Mechanical, piezoelectric, and dielectric properties of a novel 0-3?-C2S-PZT composite

This paper investigated the effect of PZT volume, forming pressure, and polarization regime on mechanical, piezoelectric, and dielectric properties of the 0-3 gamma-C2S-PZT composite. The latter two included the piezoelectric strain coefficient (d(33)), piezoelectric voltage coefficient (g(33)), and dielectric constant (epsilon r). Experimental results indicated that the increase of PZT volume from 0 to 80% significantly increased the d(33) , g(33) , and epsilon r from near zero to 70 pC/N, 75 x 10(-3) Vm/N, and 140, respectively, due to the enhanced contact between PZT particles. The compressive strength and d(33) of gamma-C2S-PZT composite were enhanced by 100% and 35%, respectively, with the forming pressure increasing from 25 to 100 MPa.
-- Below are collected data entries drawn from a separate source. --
PR #1345, opened 2026-09-18
Update datadog API to v2

mzhang8132:
## Description

- Update Datadog API from v1 (deprecated) to v2. 
- Update Datadog plugin to use `QueryTimeseriesData` instead of `QueryMetrics` (recommended by the Datadog developers)
- Update Datadog plugin tests since `QueryTimeseriesData` is a `POST` method rather than a `GET` and queries based on millisecond intervals rather than seconds

Ref: [NMD-1416](https://hashicorp.atlassian.net/browse/NMD-1416)

[NMD-1416]: https://hashicorp.atlassian.net/browse/NMD-1416?atlOrigin=eyJpIjoiNWRkNTljNzYxNjVmNDY3MDlhMDU5Y2ZhYzA5YTRkZjUiLCJwIjoiZ2l0aHViLWNvbS1KU1cifQ


plugins/builtin/apm/datadog/plugin/plugin_test.go
```diff
@@ -183,11 +185,18 @@ func TestAPMPlugin_Query(t *testing.T) {
...
 
-				// Check query params.
-				qp := r.URL.Query()
-				require.Equal(t, "avg:nomad.client.allocated.memory", qp.Get("query"))
-				require.Equal(t, "1600000000", qp.Get("from"))
-				require.Equal(t, "1610000000", qp.Get("to"))
+				// Check POST body fields.
+				body, err := io.ReadAll(r.Body)
+				require.NoError(t, err)
+				var payload map[string]interface{}
```
tgross, line 191: `any` is the modern way of saying `interface{}`

```suggestion
				var payload map[string]any
```

plugins/builtin/apm/datadog/plugin/plugin.go
```diff
@@ -174,41 +187,44 @@ func (a *APMPlugin) QueryMultiple(q string, r sdk.TimeRange) ([]sdk.TimestampedM
...
 
 	var results []sdk.TimestampedMetrics
-	for _, s := range series {
-		pl, ok := s.GetPointlistOk()
-		if !ok {
-			continue
-		}
-
+	for _, values := range valuesMatrix {
 		var result sdk.TimestampedMetrics
```
tgross: If this is likely to be large, can we pre-allocate it to the size of `min(len(values), len(times))`? Likewise with `results` above (there I think you can only pre-allocate it to the size of `valuesMatrix`?)

tgross (commented):
I've left a couple optimization / style comments but otherwise this LGTM

plugins/builtin/apm/datadog/plugin/plugin_test.go
mzhang8132: Yes, `any` was introduced in Go 1.18 as the modern/more readable version of `interface{}`

plugins/builtin/apm/datadog/plugin/plugin.go
mzhang8132: Good catch, let me push that change!

tgross (approved):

Further increase in pressure to 200 MPa led to the reduction in mechanical strength and piezoelectricity due to the increased porosity of the composite. The increase of polarization voltage from 1.0 to 4.0 kV/mm resulted in doubling the d(33) and g(33) values. Such improvement for epsilon r was 55%. These three parameters were enhanced by 75%, 25%, and 35%, respectively, with the increase of polarization duration from 5 to 30 min. Compared to cement-based piezoelectric composite, the gamma-C2S-PZT composite had 1-5.5, 1-1.2, and 1-2.5 folds greater d(33), g(33) , and epsilon r values, respectively. This can enable the development of a novel low-carbon gamma-C2S-PZT composite with improved piezoelectric and dielectric properties, given the reduced carbon footprint and CO2-absorbing characteristics of gamma-C2S.